◆ **EXERCISE BRIEF**:
With both ends included, repeat exactly the lines of the entries below from the one containing "PR #86, opened 2018-08-27" down to the one containing "react/no-access-state-in-setstate: 1", and no others.

=== Section Start ===

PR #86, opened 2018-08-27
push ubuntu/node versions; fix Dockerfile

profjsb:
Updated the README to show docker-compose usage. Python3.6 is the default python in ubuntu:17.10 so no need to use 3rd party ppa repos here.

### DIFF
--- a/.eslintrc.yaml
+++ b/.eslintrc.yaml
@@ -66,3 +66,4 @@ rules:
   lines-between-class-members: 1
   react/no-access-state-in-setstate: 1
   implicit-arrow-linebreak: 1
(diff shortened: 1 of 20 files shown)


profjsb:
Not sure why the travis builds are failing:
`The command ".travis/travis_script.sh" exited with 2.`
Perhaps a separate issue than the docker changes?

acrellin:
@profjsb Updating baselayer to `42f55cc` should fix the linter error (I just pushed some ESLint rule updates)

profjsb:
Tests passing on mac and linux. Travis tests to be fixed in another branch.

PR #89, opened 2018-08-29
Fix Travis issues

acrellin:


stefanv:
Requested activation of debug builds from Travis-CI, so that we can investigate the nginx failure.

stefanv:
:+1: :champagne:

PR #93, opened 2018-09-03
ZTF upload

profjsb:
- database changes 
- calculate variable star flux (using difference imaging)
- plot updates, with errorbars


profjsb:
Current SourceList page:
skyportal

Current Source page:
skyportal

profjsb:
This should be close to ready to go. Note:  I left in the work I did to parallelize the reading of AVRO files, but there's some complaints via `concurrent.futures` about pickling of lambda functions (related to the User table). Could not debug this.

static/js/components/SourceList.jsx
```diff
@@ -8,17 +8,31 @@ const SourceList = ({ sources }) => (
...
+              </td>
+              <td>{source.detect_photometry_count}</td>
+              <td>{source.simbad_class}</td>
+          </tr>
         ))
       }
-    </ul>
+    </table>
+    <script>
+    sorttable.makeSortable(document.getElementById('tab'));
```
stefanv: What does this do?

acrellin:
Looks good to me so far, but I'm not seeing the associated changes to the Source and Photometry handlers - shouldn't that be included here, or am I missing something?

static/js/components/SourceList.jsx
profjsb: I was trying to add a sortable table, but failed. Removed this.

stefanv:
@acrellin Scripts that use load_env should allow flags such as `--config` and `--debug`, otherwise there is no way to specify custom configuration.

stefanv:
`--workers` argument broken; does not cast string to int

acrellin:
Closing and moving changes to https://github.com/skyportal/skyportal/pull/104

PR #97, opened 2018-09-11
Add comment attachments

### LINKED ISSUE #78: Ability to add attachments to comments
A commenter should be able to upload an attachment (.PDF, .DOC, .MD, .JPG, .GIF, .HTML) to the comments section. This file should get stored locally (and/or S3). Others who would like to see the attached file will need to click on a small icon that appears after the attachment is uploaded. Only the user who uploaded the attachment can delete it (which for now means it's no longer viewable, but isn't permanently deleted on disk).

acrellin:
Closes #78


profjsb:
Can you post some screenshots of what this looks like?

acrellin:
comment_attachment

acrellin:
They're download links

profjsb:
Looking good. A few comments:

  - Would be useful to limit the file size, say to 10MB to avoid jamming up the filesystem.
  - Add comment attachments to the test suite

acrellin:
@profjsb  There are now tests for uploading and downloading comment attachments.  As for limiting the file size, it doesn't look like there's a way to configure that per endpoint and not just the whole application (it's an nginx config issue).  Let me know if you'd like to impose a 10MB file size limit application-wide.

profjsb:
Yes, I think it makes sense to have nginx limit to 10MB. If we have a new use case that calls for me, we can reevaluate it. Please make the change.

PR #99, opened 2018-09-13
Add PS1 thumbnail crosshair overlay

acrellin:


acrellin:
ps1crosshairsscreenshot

=== Section End ===
=== Section Start ===

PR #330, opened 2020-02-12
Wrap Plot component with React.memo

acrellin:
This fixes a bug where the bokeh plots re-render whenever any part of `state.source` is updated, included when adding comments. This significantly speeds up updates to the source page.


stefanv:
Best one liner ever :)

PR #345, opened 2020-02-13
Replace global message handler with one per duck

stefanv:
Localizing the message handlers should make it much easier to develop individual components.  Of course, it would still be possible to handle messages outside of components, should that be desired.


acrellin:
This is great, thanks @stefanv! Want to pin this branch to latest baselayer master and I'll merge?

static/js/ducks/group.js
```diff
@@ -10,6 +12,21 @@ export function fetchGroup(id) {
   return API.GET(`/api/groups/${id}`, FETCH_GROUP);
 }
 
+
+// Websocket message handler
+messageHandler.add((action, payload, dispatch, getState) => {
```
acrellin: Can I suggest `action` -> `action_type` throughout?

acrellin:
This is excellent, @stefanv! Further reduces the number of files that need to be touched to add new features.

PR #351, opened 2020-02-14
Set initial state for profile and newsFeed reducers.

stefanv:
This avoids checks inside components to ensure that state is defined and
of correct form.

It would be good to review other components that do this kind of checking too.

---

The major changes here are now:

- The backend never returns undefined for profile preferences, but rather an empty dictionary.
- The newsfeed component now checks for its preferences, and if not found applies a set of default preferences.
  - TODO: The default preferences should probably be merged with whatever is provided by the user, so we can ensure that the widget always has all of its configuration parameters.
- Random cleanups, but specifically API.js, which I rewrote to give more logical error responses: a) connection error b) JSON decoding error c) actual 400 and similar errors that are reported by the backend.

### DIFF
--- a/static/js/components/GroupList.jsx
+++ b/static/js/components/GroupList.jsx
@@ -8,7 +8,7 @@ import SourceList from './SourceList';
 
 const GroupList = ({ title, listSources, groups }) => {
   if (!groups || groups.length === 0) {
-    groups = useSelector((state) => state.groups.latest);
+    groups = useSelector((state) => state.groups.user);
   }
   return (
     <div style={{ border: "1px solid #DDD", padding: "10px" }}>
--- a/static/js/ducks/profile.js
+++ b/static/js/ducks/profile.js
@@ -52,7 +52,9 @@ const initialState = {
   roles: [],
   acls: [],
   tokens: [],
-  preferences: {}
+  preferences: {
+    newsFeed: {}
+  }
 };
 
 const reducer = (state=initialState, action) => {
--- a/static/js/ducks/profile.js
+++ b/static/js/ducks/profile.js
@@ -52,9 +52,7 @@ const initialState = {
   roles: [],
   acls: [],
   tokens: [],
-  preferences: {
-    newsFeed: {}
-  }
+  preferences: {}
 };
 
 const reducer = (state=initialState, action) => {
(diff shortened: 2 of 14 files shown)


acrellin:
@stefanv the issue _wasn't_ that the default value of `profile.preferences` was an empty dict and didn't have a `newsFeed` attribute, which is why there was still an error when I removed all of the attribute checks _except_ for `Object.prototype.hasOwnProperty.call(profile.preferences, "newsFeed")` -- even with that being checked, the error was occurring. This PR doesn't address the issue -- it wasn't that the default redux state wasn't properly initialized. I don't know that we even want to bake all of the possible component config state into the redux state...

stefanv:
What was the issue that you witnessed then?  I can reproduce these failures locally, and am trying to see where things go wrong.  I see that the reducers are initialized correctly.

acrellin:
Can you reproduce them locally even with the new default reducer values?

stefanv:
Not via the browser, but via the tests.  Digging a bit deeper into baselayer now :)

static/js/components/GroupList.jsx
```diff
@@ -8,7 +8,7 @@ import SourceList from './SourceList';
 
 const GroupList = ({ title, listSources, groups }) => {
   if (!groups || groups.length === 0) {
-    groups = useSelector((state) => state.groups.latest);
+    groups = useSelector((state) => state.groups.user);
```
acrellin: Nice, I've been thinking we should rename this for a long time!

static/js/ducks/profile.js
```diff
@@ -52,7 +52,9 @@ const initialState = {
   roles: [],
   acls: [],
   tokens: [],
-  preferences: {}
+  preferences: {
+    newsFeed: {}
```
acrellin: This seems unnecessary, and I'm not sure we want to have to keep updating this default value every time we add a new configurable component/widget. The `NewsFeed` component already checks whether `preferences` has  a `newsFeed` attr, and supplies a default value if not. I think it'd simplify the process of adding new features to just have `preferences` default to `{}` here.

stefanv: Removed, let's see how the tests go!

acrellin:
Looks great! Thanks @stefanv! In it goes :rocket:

=== Section End ===
=== Section Start ===

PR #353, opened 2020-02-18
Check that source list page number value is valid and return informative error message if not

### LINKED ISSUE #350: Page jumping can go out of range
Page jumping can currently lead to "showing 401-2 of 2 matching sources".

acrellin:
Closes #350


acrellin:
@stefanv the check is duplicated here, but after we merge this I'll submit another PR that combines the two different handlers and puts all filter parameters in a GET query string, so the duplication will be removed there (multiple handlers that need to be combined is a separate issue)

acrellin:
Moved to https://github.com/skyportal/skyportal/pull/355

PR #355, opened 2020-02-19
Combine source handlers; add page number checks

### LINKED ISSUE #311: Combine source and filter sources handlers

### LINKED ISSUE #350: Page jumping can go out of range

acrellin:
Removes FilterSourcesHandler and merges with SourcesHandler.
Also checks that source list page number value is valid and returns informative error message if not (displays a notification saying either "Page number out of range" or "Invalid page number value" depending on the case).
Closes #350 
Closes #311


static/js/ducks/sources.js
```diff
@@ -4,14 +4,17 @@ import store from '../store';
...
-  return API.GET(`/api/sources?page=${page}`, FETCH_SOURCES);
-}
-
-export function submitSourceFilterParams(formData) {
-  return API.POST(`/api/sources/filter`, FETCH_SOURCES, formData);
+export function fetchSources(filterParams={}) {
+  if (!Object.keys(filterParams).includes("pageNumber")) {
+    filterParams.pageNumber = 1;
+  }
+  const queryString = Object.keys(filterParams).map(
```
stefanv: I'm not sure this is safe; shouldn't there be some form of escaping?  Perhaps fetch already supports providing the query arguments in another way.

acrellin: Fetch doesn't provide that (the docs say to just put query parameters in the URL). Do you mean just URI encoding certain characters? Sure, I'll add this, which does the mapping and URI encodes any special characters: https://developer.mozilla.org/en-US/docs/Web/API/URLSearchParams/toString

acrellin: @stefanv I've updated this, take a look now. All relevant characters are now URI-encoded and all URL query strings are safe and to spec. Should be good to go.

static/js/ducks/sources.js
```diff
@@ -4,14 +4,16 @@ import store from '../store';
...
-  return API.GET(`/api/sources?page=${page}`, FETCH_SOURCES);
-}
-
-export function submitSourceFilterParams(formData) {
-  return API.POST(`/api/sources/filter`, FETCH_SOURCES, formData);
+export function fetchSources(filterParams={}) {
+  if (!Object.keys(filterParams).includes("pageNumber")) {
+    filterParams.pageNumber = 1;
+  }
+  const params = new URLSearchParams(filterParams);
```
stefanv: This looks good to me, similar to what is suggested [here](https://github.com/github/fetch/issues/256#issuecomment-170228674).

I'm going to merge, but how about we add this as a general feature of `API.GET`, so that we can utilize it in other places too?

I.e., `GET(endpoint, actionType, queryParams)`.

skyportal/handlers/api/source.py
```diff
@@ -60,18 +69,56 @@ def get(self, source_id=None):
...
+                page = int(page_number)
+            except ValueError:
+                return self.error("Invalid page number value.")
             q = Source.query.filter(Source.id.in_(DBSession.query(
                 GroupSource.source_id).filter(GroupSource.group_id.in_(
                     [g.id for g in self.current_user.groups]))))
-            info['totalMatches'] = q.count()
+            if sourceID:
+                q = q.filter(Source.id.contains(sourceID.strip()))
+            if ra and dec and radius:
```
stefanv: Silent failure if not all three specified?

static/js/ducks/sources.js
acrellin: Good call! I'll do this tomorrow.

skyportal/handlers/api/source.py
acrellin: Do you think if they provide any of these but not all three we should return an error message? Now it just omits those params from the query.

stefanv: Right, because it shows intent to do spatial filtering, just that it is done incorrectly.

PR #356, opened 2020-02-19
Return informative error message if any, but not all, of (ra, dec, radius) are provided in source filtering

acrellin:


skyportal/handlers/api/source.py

=== Section End ===

◆ **EXPECTED OUTPUT**:
PR #86, opened 2018-08-27
push ubuntu/node versions; fix Dockerfile

profjsb:
Updated the README to show docker-compose usage. Python3.6 is the default python in ubuntu:17.10 so no need to use 3rd party ppa repos here.

### DIFF
--- a/.eslintrc.yaml
+++ b/.eslintrc.yaml
@@ -66,3 +66,4 @@ rules:
   lines-between-class-members: 1
   react/no-access-state-in-setstate: 1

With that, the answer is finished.